*** Opening RECORDS TO USE ***

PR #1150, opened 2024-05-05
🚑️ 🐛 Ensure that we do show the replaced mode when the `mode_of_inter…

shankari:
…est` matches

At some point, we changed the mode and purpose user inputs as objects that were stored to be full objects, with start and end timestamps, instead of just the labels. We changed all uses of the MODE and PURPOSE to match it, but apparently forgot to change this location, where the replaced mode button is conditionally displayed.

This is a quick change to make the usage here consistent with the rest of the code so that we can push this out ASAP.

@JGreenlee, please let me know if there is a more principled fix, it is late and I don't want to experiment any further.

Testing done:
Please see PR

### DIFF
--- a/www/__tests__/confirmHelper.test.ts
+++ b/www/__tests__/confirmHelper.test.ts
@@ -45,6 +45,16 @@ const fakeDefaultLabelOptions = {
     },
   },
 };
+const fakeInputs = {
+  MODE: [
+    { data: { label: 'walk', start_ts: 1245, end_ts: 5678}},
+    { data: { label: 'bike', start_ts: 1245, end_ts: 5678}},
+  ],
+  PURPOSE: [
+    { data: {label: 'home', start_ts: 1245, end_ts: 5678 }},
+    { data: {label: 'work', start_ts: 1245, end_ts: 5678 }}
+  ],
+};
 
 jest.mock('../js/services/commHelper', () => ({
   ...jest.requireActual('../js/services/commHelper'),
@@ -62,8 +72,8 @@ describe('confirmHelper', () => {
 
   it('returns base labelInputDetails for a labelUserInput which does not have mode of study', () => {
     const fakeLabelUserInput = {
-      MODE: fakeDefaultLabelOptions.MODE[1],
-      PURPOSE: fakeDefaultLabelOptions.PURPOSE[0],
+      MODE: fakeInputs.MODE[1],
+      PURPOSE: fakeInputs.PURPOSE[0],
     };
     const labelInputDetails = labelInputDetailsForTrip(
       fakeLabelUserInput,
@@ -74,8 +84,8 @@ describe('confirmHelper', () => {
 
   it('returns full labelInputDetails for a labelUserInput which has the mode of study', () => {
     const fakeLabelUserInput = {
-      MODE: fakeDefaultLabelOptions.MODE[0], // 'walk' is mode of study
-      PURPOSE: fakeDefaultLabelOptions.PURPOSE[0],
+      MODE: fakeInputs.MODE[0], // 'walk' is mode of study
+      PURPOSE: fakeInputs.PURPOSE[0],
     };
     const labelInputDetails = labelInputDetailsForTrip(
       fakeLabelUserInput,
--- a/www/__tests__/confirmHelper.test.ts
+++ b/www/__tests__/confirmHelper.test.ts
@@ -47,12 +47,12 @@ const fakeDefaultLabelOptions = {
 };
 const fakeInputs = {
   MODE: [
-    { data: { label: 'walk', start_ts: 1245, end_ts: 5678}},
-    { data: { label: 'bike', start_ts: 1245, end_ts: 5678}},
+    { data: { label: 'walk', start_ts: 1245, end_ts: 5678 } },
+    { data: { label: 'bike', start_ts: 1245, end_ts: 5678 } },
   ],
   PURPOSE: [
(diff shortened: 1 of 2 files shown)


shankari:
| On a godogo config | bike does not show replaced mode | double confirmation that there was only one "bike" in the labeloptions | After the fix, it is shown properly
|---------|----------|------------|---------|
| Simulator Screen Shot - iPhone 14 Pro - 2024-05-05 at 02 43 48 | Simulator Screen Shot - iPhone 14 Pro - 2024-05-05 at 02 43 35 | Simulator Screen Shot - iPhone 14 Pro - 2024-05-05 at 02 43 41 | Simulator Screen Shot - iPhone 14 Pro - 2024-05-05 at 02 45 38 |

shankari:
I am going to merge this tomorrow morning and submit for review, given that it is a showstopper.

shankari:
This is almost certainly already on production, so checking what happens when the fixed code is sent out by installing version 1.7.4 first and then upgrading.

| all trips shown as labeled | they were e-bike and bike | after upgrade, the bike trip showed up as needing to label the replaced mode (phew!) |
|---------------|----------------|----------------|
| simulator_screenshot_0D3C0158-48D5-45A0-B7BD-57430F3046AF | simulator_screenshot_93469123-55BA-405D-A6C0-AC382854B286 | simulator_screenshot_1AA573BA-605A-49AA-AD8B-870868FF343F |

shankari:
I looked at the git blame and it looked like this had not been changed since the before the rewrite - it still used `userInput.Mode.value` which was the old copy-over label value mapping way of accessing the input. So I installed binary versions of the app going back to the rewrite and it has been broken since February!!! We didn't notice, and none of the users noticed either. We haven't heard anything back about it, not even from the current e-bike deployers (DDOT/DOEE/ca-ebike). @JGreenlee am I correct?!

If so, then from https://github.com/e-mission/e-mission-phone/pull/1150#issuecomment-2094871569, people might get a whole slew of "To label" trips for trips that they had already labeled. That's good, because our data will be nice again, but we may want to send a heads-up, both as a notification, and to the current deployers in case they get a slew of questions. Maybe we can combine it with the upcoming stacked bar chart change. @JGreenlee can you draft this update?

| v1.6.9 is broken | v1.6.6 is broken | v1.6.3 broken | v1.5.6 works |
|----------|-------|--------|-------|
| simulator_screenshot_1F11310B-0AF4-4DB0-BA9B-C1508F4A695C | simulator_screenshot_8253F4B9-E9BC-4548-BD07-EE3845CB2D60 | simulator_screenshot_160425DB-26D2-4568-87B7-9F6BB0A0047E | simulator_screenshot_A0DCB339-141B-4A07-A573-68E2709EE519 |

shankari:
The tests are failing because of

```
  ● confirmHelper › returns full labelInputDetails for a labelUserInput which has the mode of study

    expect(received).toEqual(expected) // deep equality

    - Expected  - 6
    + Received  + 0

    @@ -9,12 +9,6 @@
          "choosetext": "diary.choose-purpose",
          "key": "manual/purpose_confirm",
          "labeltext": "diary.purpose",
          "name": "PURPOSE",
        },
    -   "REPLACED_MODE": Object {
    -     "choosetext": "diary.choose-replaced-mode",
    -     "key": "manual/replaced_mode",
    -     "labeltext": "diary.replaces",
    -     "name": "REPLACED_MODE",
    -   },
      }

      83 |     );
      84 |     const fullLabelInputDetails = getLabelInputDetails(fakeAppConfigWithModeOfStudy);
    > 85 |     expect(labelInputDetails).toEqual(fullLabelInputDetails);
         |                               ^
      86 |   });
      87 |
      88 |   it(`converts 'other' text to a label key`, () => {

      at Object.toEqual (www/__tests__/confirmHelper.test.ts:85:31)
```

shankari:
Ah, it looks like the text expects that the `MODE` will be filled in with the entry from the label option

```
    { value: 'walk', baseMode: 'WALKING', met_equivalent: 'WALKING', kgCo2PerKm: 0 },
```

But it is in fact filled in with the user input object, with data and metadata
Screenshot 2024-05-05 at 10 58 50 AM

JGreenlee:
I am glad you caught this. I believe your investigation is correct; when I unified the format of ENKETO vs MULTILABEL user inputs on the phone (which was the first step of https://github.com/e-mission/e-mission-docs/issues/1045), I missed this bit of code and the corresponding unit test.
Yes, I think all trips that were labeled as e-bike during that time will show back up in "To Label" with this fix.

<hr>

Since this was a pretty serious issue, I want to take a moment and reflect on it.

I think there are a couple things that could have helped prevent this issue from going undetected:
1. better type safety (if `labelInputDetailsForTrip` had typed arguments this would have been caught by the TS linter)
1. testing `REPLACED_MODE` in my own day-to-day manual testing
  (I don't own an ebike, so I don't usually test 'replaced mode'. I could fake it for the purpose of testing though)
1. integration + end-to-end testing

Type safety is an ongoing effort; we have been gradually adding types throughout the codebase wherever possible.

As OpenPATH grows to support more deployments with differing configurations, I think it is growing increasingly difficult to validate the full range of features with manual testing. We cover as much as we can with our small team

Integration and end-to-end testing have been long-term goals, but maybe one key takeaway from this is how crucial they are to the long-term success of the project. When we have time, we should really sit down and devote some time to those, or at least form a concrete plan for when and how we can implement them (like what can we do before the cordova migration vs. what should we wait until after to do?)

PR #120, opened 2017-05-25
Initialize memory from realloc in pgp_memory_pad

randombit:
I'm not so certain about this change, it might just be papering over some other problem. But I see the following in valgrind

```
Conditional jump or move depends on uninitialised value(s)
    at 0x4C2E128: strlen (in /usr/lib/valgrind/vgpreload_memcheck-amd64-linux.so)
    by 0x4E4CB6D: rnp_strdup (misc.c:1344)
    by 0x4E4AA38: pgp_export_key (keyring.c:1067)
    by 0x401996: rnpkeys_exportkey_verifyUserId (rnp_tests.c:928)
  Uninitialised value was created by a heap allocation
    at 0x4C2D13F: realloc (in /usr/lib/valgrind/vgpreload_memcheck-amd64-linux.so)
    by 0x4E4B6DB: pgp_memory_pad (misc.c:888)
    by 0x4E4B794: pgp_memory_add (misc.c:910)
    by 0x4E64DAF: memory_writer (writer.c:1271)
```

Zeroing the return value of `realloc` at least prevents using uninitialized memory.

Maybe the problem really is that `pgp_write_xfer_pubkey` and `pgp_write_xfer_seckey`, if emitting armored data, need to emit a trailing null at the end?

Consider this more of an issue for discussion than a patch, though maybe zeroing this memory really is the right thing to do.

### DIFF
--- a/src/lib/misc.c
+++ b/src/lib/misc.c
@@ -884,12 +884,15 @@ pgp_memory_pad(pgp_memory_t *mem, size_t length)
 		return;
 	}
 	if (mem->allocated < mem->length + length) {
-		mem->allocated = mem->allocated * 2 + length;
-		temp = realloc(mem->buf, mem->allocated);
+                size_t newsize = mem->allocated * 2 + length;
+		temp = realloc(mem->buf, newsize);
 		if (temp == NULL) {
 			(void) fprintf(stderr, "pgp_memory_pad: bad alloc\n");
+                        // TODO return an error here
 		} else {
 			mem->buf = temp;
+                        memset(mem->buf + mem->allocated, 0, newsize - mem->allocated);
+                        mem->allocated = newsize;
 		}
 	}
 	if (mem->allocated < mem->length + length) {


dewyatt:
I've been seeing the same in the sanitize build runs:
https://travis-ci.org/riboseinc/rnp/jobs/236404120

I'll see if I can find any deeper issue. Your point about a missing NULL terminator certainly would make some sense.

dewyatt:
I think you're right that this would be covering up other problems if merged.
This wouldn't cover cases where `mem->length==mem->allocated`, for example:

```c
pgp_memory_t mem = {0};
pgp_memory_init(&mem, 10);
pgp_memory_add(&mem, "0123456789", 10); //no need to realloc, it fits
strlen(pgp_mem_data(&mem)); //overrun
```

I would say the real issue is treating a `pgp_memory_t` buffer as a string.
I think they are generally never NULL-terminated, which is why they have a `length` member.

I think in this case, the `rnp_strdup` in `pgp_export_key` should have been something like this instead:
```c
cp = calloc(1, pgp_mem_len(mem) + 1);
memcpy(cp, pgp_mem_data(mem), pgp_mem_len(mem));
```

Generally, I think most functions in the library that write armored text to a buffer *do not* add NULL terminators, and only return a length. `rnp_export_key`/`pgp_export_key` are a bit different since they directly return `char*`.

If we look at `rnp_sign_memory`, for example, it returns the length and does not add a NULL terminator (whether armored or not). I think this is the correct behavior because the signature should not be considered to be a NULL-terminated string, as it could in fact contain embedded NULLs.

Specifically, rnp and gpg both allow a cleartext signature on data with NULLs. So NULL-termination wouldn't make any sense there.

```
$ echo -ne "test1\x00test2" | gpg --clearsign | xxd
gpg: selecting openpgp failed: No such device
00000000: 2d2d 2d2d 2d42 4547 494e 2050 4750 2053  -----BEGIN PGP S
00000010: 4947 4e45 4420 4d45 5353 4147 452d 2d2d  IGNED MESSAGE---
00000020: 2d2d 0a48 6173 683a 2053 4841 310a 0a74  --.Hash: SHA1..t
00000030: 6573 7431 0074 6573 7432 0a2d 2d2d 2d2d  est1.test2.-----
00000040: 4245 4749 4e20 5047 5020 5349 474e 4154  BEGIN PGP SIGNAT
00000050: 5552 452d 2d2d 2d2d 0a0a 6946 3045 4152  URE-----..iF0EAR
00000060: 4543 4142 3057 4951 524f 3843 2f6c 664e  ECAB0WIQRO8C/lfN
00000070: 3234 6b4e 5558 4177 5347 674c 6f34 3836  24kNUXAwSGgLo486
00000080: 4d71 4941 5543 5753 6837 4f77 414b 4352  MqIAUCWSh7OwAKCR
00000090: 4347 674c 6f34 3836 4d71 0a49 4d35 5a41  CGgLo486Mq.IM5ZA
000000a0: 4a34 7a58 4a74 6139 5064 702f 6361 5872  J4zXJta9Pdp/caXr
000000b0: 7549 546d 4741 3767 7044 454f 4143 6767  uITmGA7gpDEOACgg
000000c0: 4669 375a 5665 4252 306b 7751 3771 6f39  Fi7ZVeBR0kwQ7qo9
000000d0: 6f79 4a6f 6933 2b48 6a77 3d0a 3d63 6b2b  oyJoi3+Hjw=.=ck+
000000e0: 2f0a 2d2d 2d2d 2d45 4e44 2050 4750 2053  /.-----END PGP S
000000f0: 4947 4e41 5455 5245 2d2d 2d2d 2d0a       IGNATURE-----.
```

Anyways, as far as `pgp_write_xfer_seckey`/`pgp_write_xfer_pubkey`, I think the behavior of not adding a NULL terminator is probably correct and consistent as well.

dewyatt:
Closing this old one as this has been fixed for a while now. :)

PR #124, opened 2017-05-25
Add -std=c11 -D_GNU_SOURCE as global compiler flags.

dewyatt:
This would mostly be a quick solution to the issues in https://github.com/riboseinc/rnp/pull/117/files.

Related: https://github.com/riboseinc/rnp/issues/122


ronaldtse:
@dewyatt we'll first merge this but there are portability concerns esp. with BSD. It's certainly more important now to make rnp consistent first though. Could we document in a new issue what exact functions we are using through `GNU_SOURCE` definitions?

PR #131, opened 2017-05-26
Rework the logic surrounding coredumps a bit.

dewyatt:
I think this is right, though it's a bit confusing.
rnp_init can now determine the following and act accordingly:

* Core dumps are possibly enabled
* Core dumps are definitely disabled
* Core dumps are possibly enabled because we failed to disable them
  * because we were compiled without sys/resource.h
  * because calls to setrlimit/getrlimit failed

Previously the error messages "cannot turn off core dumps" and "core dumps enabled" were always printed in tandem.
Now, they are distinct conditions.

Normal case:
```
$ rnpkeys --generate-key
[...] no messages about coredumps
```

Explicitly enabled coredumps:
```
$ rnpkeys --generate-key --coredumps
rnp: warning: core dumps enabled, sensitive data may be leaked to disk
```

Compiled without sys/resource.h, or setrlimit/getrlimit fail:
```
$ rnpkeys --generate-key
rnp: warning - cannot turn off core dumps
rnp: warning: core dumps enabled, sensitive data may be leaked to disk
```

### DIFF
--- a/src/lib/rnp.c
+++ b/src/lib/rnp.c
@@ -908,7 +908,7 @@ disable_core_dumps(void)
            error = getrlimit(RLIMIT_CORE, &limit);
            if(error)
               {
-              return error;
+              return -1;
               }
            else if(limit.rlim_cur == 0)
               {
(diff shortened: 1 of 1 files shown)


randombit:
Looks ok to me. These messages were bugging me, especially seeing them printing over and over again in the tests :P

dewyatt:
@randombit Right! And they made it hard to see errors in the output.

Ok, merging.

*** Closing RECORDS TO USE ***

(WHAT TO PRODUCE): What you return should be the lines from the beginning of the records through the one that contains "This is a quick", repeated exactly and with no additions.

(YOUR SOLUTION):
PR #1150, opened 2024-05-05
🚑️ 🐛 Ensure that we do show the replaced mode when the `mode_of_inter…

shankari:
…est` matches

At some point, we changed the mode and purpose user inputs as objects that were stored to be full objects, with start and end timestamps, instead of just the labels. We changed all uses of the MODE and PURPOSE to match it, but apparently forgot to change this location, where the replaced mode button is conditionally displayed.

This is a quick change to make the usage here consistent with the rest of the code so that we can push this out ASAP.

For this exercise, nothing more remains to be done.